= Premium River - Pine Brook Wetlands =

Wetlands in New York, United States

The Premium River - Pine Brook Wetlands are located on Long Island Sound in the City of New Rochelle, Town of Mamaroneck, and the Village of Larchmont in Westchester County, New York. The fish and wildlife habitat is an approximately 65 acre area including Pine Brook south of the Boston Post Road, the Premium River, Premium Mill-Pond, the northeast portion of Echo Bay, and Pryer Manor Marsh. The land area bordering the wetlands complex is predominantly moderate density residential and commercial. The portion of the habitat area within Mamaroneck and Larchmont was designated as a 'Critical Environmental Area' under the State Environmental Quality Review Act.

==Fish and wildlife values==
The Premium River - Pine Brook Wetlands area is a diverse and relatively undeveloped complex of tidal river, tidal flats, shallows, salt marsh and freshwater wetlands which is unusual in Westchester County. Although adjacent and upstream developments and water pollution have degraded this area, the wetland complex remains undeveloped and the range of natural communities in this area support a diversity of fish and wildlife species. Local efforts are underway to preserve, maintain and restore the wetlands. As an initial step, the Department of State has funded the development of a wetland restoration and management plan for the Town of Mamaroneck and the Village of Larchmont.

The productive salt marshes, tidal flats and shallows serve as nursery and feeding areas for a variety of finfish species including alewife, striped bass, blackfish, bluefish, cod, eel, winter flounder, summer flounder, mackerel, menhaden, porgy, weakfish, silversides and killifish. Shellfish found in the area include hard clam, soft clam, blue mussel, American oyster and bay scallop. Although the area was once used for planting and harvesting oysters, the entire area is now closed to shell-fishing due to degraded water quality (high coliform levels).

A variety of coastal wildlife species occur in and around the Premium River - Pine Brook Wetlands.
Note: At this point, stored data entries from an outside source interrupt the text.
PR #623, opened 2026-04-08
Migrate utility layer to HTTP types (PR 11)

### LINKED ISSUE #492: Utility layer type migration + compat adapter
## Description

Migrate utility modules (cookies, GDPR, HTTP helpers, synthetic) from `fastly::Request/Response` to `http::Request/Response`. Create `compat.rs` compatibility adapter to bridge remaining Fastly helper APIs.

## Done when

- Utilities use `http` types
- `compat.rs` created
- Per-PR gates pass

## Blocked by

PRs 3-10

## References

- `docs/internal/EDGEZERO_MIGRATION.md` — Phase 2, PR 11
- Part of #480

prk-Jr:
## Summary

- Migrate the PR11 utility layer off direct `fastly::Request`/`fastly::Response` usage so core helpers can operate on `http::{Request, Response}` and `edgezero_core::Body`.
- Add a temporary `compat` bridge at Fastly boundaries so handlers and integrations can keep working while later migration PRs move the remaining call stack.
- Lock in the migration with focused compat tests and a guard test that prevents the migrated utility modules from drifting back to Fastly request/response types.

## Changes

| File | Change |
| ---- | ------ |
| `Cargo.toml` | Add the workspace `mime` dependency used by migrated HTTP response helpers. |
| `Cargo.lock` | Record the new `mime` dependency. |
| `crates/trusted-server-adapter-fastly/src/main.rs` | Route forwarded-header sanitization and basic-auth response conversion through the new compat boundary. |
| `crates/trusted-server-core/Cargo.toml` | Add the core crate's `mime` workspace dependency. |
| `crates/trusted-server-core/src/auction/endpoints.rs` | Convert auction utility calls to use the HTTP request compat bridge for EC ID and consent handling. |
| `crates/trusted-server-core/src/auth.rs` | Migrate basic-auth enforcement to `http::Request/Response` and update tests to HTTP builders. |
| `crates/trusted-server-core/src/compat.rs` | Add Fastly-to-HTTP request/response conversions plus temporary Fastly boundary shims for headers, cookies, and EC cookie handling. |
| `crates/trusted-server-core/src/consent/extraction.rs` | Migrate consent signal extraction to `http::Request<EdgeBody>`. |
| `crates/trusted-server-core/src/consent/mod.rs` | Move consent pipeline input types and tests onto HTTP request types. |
| `crates/trusted-server-core/src/cookies.rs` | Migrate cookie parsing/forwarding and EC cookie response helpers to HTTP request/response types; document and test target Cookie append semantics. |
| `crates/trusted-server-core/src/edge_cookie.rs` | Add HTTP request EC ID helpers so migrated callers can reuse an existing HTTP request without rebuilding Fastly headers. |
| `crates/trusted-server-core/src/http_util.rs` | Migrate request/response helpers to HTTP types, preserve duplicate headers, and keep request-info logic on `ClientInfo`. |
| `crates/trusted-server-core/src/integrations/lockr.rs` | Use Fastly compat shims for header/cookie forwarding at the integration boundary. |
| `crates/trusted-server-core/src/integrations/permutive.rs` | Use Fastly compat shims for custom-header forwarding at the integration boundary. |
| `crates/trusted-server-core/src/integrations/prebid.rs` | Bridge request-info construction and cookie forwarding through compat conversions. |
| `crates/trusted-server-core/src/integrations/registry.rs` | Use compat conversions for EC ID generation and EC cookie response handling. |
| `crates/trusted-server-core/src/lib.rs` | Export the compat module and add migration guard tests. |
| `crates/trusted-server-core/src/migration_guards.rs` | Add a regression test preventing migrated utility modules from reintroducing direct Fastly request/response types. |
| `crates/trusted-server-core/src/publisher.rs` | Route TSJS serving, request-info extraction, consent handling, and EC cookie writes through compat conversions. |
| `crates/trusted-server-core/src/request_signing/endpoints.rs` | Switch JSON content-type constants to `mime::APPLICATION_JSON`. |

## Closes

Closes #492

## Test plan

- [x] Other: focused Rust verification with `cargo test --package trusted-server-core compat -- --nocapture`, `cargo test --package trusted-server-core http_util -- --nocapture`, `cargo test --package trusted-server-core request_signing -- --nocapture`, and `cargo test --package trusted-server-core migration_guards -- --nocapture`
- [x] Other: local `cd crates/js/lib && npx vitest run` currently fails before test execution with `ERR_REQUIRE_ESM` in `html-encoding-sniffer` -> `@exodus/bytes/encoding-lite.js`; leaving CI to capture the current JS environment issue.

## Hardening note

This PR does not add any new config-derived regex or pattern compilation paths. Basic auth still surfaces invalid enabled handler regex configuration as an error rather than panicking, covered by `auth::tests::returns_error_for_invalid_handler_regex_without_panicking` alongside the existing settings startup validation tests.

## Checklist

- [x] Uses project logging macros (not `println!`)
- [x] New code has tests


crates/trusted-server-core/src/compat.rs
```diff
@@ -0,0 +1,512 @@
...
+}
+
+/// Convert an `http::Request<EdgeBody>` into a `fastly::Request`.
+///
+/// # PR 15 removal target
+pub fn to_fastly_request(req: http::Request<EdgeBody>) -> fastly::Request {
+    let (parts, body) = req.into_parts();
+    let mut fastly_req = fastly::Request::new(parts.method, parts.uri.to_string());
+    for (name, value) in &parts.headers {
+        fastly_req.set_header(name.as_str(), value.as_bytes());
```
ChristianPavilonis: 🔧 **wrench** — `set_header` overwrites previous values for the same header name, dropping duplicates.

If an `http::Request` has multiple values for the same header (e.g., multiple `X-Custom` values), only the last one survives the conversion. `to_fastly_response` at line 109 correctly uses `append_header` — this should match.

**Fix**:
```rust
fastly_req.append_header(name.as_str(), value.as_bytes());
```

crates/trusted-server-core/src/http_util.rs
```diff
@@ -15,15 +15,11 @@ use crate::settings::Settings;
...
+    for (header_name, value) in from.headers() {
         let name_str = header_name.as_str();
-        if (name_str.starts_with("x-") || name_str.starts_with("X-"))
-            && !INTERNAL_HEADERS.contains(&name_str)
-        {
-            if let Some(value) = from.get_header(header_name) {
-                to.set_header(header_name, value);
-            }
+        if name_str.starts_with("x-") && !INTERNAL_HEADERS.contains(&name_str) {
+            to.headers_mut().insert(header_name.clone(), value.clone());
```
ChristianPavilonis: 🔧 **wrench** — `insert` replaces any prior value for the same header name, dropping duplicates.

This is a behavioral regression from the old Fastly-based `copy_custom_headers` which preserved duplicates via `append_header`. If the source request has multiple values for the same `X-*` header, only the last survives.

**Fix**:
```rust
to.headers_mut().append(header_name.clone(), value.clone());
```

ChristianPavilonis (changes requested):
## Summary

This PR cleanly migrates utility-layer functions (`auth`, `cookies`, `synthetic`, `http_util`, `consent/extraction`, `consent/mod`) from `fastly::Request`/`fastly::Response` to `http::Request`/`http::Response` with `EdgeBody`. The compat bridge pattern is sound and well-tested.

Two duplicate-header-dropping bugs need fixing before merge — see inline comments.

## Blocking

### 🔧 wrench

- **`to_fastly_request` drops duplicate headers**: Uses `set_header` instead of `append_header`, losing multi-valued headers during conversion (compat.rs:65)
- **`copy_custom_headers` drops duplicate X-headers**: Uses `insert` instead of `append`, a behavioral regression from the old Fastly-based version (http_util.rs:22)

## Non-blocking

### 🤔 thinking

- **Migration guard `strip_line_comments` is naive about string literals**: A Rust string literal like `"fastly::Request"` in a test assertion would trigger a false positive. Currently does not happen, but the approach is fragile. Consider adding a brief comment documenting the limitation. (migration_guards.rs)

### 🌱 seedling

- **`copy_custom_headers` in http_util.rs has no callers outside tests**: The integrations (lockr, permutive) now call `compat::copy_fastly_custom_headers` instead. Worth noting for PR 15 cleanup.

### ⛏ nitpick

- **Dead `"X-"` check in `copy_fastly_custom_headers`**: The check for `name_str.starts_with("X-")` in compat.rs:144 is dead code since Fastly normalizes header names to lowercase. The migrated `copy_custom_headers` in http_util.rs only checks `"x-"`. Not a correctness issue, but the asymmetry may confuse readers.
- **Temporary compat functions well-documented with removal targets**: Every public function in `compat.rs` has a `# PR 15 removal target` annotation — great practice for tracking temporary code.

### 👍 praise

- **Thorough compat test coverage**: 11 focused tests covering round-trip conversions, duplicate header preservation, header sanitization, cookie forwarding with consent stripping, and synthetic cookie lifecycle. Excellent scaffolding for temporary bridge code.
- **Migration guard test is a clever regression barrier**: The `include_str!` approach to scan source files for banned Fastly types provides a compile-time-like guarantee without proc macros.

### 📝 note

- **`mime` dependency is appropriate**: Replaces `fastly::mime::APPLICATION_JSON` references. Well-maintained, zero-dependency crate suitable for the use case.

## CI Status

- All checks: PASS

crates/trusted-server-core/src/http_util.rs
aram356: 🔧 **wrench** — `insert` silently drops duplicate headers

`headers_mut().insert(...)` replaces any existing value for the same header name. If the source request carries duplicate `x-custom` headers (e.g. `x-custom: first` and `x-custom: second`), only the last value survives.

The compat shim `copy_fastly_custom_headers` correctly uses `append_header` — and has a test (`copy_fastly_custom_headers_preserves_duplicate_values`) proving duplicates are preserved. This migrated version lacks that guarantee.

Currently no production code calls this version (all callers use the compat shim), but this is the version that will go live when PR 15 removes the compat layer.

**Fix:**
```rust
to.headers_mut().append(header_name.clone(), value.clone());
```

Also add a test mirroring `copy_fastly_custom_headers_preserves_duplicate_values`.

crates/trusted-server-core/src/compat.rs
aram356: 🔧 **wrench** — `set_header` drops duplicate headers; should be `append_header`

`set_header` replaces rather than appends, so duplicate headers in the source `http::Request` are collapsed to a single value. `to_fastly_response` on line 109 correctly uses `append_header` — this looks like an oversight.

Currently unused outside its own test, but it's a public API that future PRs may call.

**Fix:**
```rust
fastly_req.append_header(name.as_str(), value.as_bytes());
```

crates/trusted-server-core/src/compat.rs
```diff
@@ -0,0 +1,512 @@
...
+    }
+}
+
+/// Copy `X-*` custom headers between two `fastly::Request` values.
+///
+/// # PR 15 removal target
+pub fn copy_fastly_custom_headers(from: &fastly::Request, to: &mut fastly::Request) {
+    for (name, value) in from.get_headers() {
+        let name_str = name.as_str();
+        if (name_str.starts_with("x-") || name_str.starts_with("X-"))
```
aram356: ⛏ **nitpick** — Redundant case check

```rust
if (name_str.starts_with("x-") || name_str.starts_with("X-"))
```

Fastly's `HeaderName` is already case-normalized to lowercase, so the `"X-"` branch never fires. The migrated version in `http_util.rs` correctly uses only `"x-"`. Not worth changing in temporary compat code, just noting for awareness.

aram356 (changes requested):
## Summary

Migrates the utility layer (auth, cookies, synthetic, http_util, consent) off direct `fastly::Request`/`fastly::Response` to `http::{Request, Response}<EdgeBody>` with a temporary compat bridge. Well-structured migration with good test coverage and clear lifecycle annotations. Two header-handling bugs need fixing before merge.

## Blocking

### 🔧 wrench

- **`copy_custom_headers` drops duplicate headers**: uses `insert` instead of `append` in `http_util.rs:22`. The compat shim preserves duplicates; this migrated version doesn't. Will become a production regression when the compat layer is removed in PR 15.
- **`to_fastly_request` drops duplicate headers**: uses `set_header` instead of `append_header` in `compat.rs:65`. Inconsistent with `to_fastly_response` which correctly uses `append_header` on line 109.

## Non-blocking

### 🤔 thinking

- **Migration guard doesn't handle block comments**: `strip_line_comments` in `migration_guards.rs` only strips `//` line comments. A `/* fastly::Request */` block comment would cause a false positive, and a real regression hidden inside a block comment wouldn't be caught. Acceptable for a guard test (false positives are safe), just noting the limitation.

### 🌱 seedling

- **Add a `to_fastly_request` duplicate-header round-trip test**: after fixing the `append_header` issue, a round-trip test (`http::Request` → `fastly::Request` → `http::Request`) verifying duplicate header preservation would prevent future regressions.

### ⛏ nitpick

- **Redundant case check in `copy_fastly_custom_headers`**: `compat.rs:144` checks both `"x-"` and `"X-"` but Fastly's `HeaderName` is already case-normalized to lowercase. Not worth changing in temporary code.

## CI Status

- integration tests: PASS

aram356 (approved):
## Summary

Prior blocking findings (duplicate-header drops in `to_fastly_request` and `copy_custom_headers`) are both fixed in 28177610, with round-trip regression tests added. CI is green. Approving; non-blocking observations below.

## Non-blocking

### 🤔 thinking

- **`from_fastly_request_ref` silently drops body** (`crates/trusted-server-core/src/compat.rs:54`): docs note the body is empty, but the name doesn't signal it. Footgun if a future caller passes a POST expecting body access. Consider renaming to `from_fastly_headers_ref` or adding a `debug_assert!` when the source request has a non-empty body. All current callers only read headers, so not a bug today.
- **Double conversion on the auction hot path**: `auction/endpoints.rs:50` builds `http_req` once, but `auction/formats.rs:93` (`convert_tsjs_to_auction_request`) re-converts the same underlying `fastly::Request` again via `from_fastly_request_ref`. Each conversion iterates all headers — two copies per auction request. Acceptable for a temporary bridge (PR 15 removes it), but worth a comment referencing PR 15 so the duplication doesn't get frozen.
- **`forward_cookie_header` uses `insert`, not `append`** (`crates/trusted-server-core/src/cookies.rs:167,175,184`): fine for HTTP/1 where `Cookie` is a single semicolon-joined value, but HTTP/2 (RFC 7540 §8.1.2.5) allows splitting across multiple headers and only the first would be forwarded. Matches pre-migration behavior and Fastly concatenates HTTP/2 cookie headers upstream, so likely not a live bug — worth documenting the assumption.

### 🌱 seedling

- **Migration guard scope is "utility modules only"** (`crates/trusted-server-core/src/migration_guards.rs:27-37`): guards 6 files. Handler/integration files (`publisher.rs`, `proxy.rs`, `registry.rs`, `integrations/*.rs`, `auction/*.rs`) still use `fastly::Request` by design. PR 12–14 should extend the banned-patterns list as files are migrated.

### ⛏ nitpick

- **Dead case check in `copy_fastly_custom_headers`** (`crates/trusted-server-core/src/compat.rs:144`): checks both `"x-"` and `"X-"` though `fastly::Request` normalizes to lowercase. Not worth a commit in temporary code — trim on the next touch.

## CI Status

- integration tests: PASS

ChristianPavilonis (approved):

crates/trusted-server-core/src/compat.rs
```diff
@@ -0,0 +1,534 @@
...
+use fastly::http::header;
+
+use crate::constants::INTERNAL_HEADERS;
+use crate::http_util::SPOOFABLE_FORWARDED_HEADERS;
+
+fn build_http_request(req: &fastly::Request, body: EdgeBody) -> http::Request<EdgeBody> {
+    let uri: http::Uri = req
+        .get_url_str()
+        .parse()
+        .expect("should parse fastly request URL as URI");
```
aram356: 🔧 **wrench** — New edge-wide runtime panic surface on URL parsing.

`build_http_request` calls `.parse().expect("should parse fastly request URL as URI")` on every request that passes through the compat bridge. Fastly's internal URL handling (backed by `url::Url`) is more permissive than `http::Uri` (IPv6 zone identifiers, some host-character edge cases, etc.), so a URL Fastly accepts but `http::Uri` rejects now panics the entire edge handler.

This runs on every request via `route_request` → `enforce_basic_auth` (`adapter-fastly/src/main.rs:124`) before auth can even execute. Previously `enforce_basic_auth` used `req.get_path()` which does not re-parse, so this is a net regression in robustness at the very first step of request handling. Most callers don't actually use the parsed URI (they only read headers), so the blast radius is larger than the value delivered.

**Fix options**:

1. Return a 400 from the edge instead of panicking when the URL can't be represented as `http::Uri`.
2. Build the `http::Request` with a placeholder URI (e.g., `/`) when the source URL fails to parse, and let callers that actually need the URI read it from the original `fastly::Request`.
3. At minimum, convert the `expect` into a checked path so malformed URLs produce a logged error + 400, not a panic.

```rust
let uri: http::Uri = match req.get_url_str().parse() {
    Ok(uri) => uri,
    Err(_) => http::Uri::from_static("/"),
};
```

crates/trusted-server-core/src/integrations/prebid.rs
```diff
@@ -1008,7 +1009,8 @@ impl AuctionProvider for PrebidAuctionProvider {
             &context.settings.request_signing
         {
             if request_signing_config.enabled {
-                let request_info = RequestInfo::from_request(context.request, context.client_info);
+                let http_req = compat::from_fastly_headers_ref(context.request);
```
aram356: 🤔 **thinking** — Redundant compat conversion on the prebid hot path.

`request_bids` calls `compat::from_fastly_headers_ref(context.request)` here, and `to_openrtb` calls it again at `prebid.rs:713` for the same request in the same auction flow. Each conversion iterates every header and re-parses the URL. Pull the conversion up once in `request_bids` and thread the `http::Request` (or the derived `RequestInfo`) into `to_openrtb` via a parameter.

**Fix**:

```rust
let http_req = compat::from_fastly_headers_ref(context.request);
let request_info = RequestInfo::from_request(&http_req, context.client_info);
// ... pass request_info into to_openrtb and drop the second conversion at line 713
```

crates/trusted-server-core/src/compat.rs
```diff
@@ -0,0 +1,534 @@
...
+}
+
+/// Convert an owned `fastly::Request` into an `http::Request<EdgeBody>`.
+///
+/// # PR 15 removal target
+///
+/// # Panics
+///
+/// Panics if the Fastly request URL cannot be parsed as an `http::Uri`.
+pub fn from_fastly_request(mut req: fastly::Request) -> http::Request<EdgeBody> {
```
aram356: ♻️ **refactor** — `from_fastly_request`, `to_fastly_request`, and `from_fastly_response` are unused in this PR.

`from_fastly_request` (line 40), `to_fastly_request` (line 61), and `from_fastly_response` (line 90) are only referenced from their own unit tests — a crate-wide grep returns zero production callers in this PR. The module doc says "scaffolding created in PR 11 and scheduled for deletion in PR 15," but `CLAUDE.md` explicitly calls out: *"Don't design for hypothetical future requirements. No half-finished implementations either."*

Both `to_fastly_request` and `to_fastly_response` also silently drop the body on `EdgeBody::Stream` (lines 74-76, 118-120) with only a `warn!` log — that's a latent bug that's easier to justify one way or another when paired with a real caller.

**Recommendation**: ship these helpers in the PR that actually uses them (PR 12/13/14). Keep only `from_fastly_headers_ref`, `to_fastly_response`, `sanitize_fastly_forwarded_headers`, `copy_fastly_custom_headers`, `forward_fastly_cookie_header`, `set_fastly_synthetic_cookie`, and `expire_fastly_synthetic_cookie` — the functions with production callers in this PR.

crates/trusted-server-core/src/auction/formats.rs
```diff
@@ -89,7 +90,10 @@ pub fn convert_tsjs_to_auction_request(
     geo: Option<GeoInfo>,
 ) -> Result<AuctionRequest, Report<TrustedServerError>> {
     let synthetic_id = synthetic_id.to_owned();
-    let fresh_id = generate_synthetic_id(settings, services, req).change_context(
+    // TODO(PR 15): Remove this conversion once the auction hot path is migrated to http::Request.
+    // endpoints.rs already converts this, but we do it again here as a temporary bridge.
+    let http_req = compat::from_fastly_headers_ref(req);
```
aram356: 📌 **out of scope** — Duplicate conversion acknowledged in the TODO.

Nesting bird species include black-crowned night heron, ring-necked pheasant, mallard, Canada goose, mute swan and killdeer. Many species of waterfowl, shorebirds, marsh birds and passerine species feed in the area as residents during the summer and also during spring and fall migrations. Large concentrations of black duck occur during migrations and in recent years, osprey have been observed migrating through the area. Overwintering species include common loon, American coot, greater scaup, lesser scaup, northern shoveler, mallard, common goldeneye, canvasback, common merganser, hooded merganser and red-breasted merganser. The use of this area by waterfowl in winter is influenced by the extent of ice cover on Premium Mill Pond.

==Impact assessment==
The combination of this area's diverse natural communities and wildlife and its proximity to New York City and the densely populated region of Westchester County makes the Premium River - Pine Brook Wetlands area significant for informal nature study, birding, photography, environmental education and research.
Any activity that would further degrade the water quality in Premium, River, Pine Brook, Premium Mill Pond and associated wetlands would impair the biological productivity of this area. Species of fish and wildlife may be affected by water pollution such as chemical contamination, oil spills, excessive sedimentation, waste disposal, and sewage discharges. Efforts should be made to improve water quality in the area by controlling runoff and waste discharge from adjacent and upstream commercial and residential areas and by improving tidal flushing. Elimination of freshwater wetlands, salt marsh and inter-tidal areas through excavation or filling, would result in a direct loss of valuable habitat area. Natural plant communities bordering the wetlands should be maintained to provide cover for wildlife, erosion control, and buffer zones.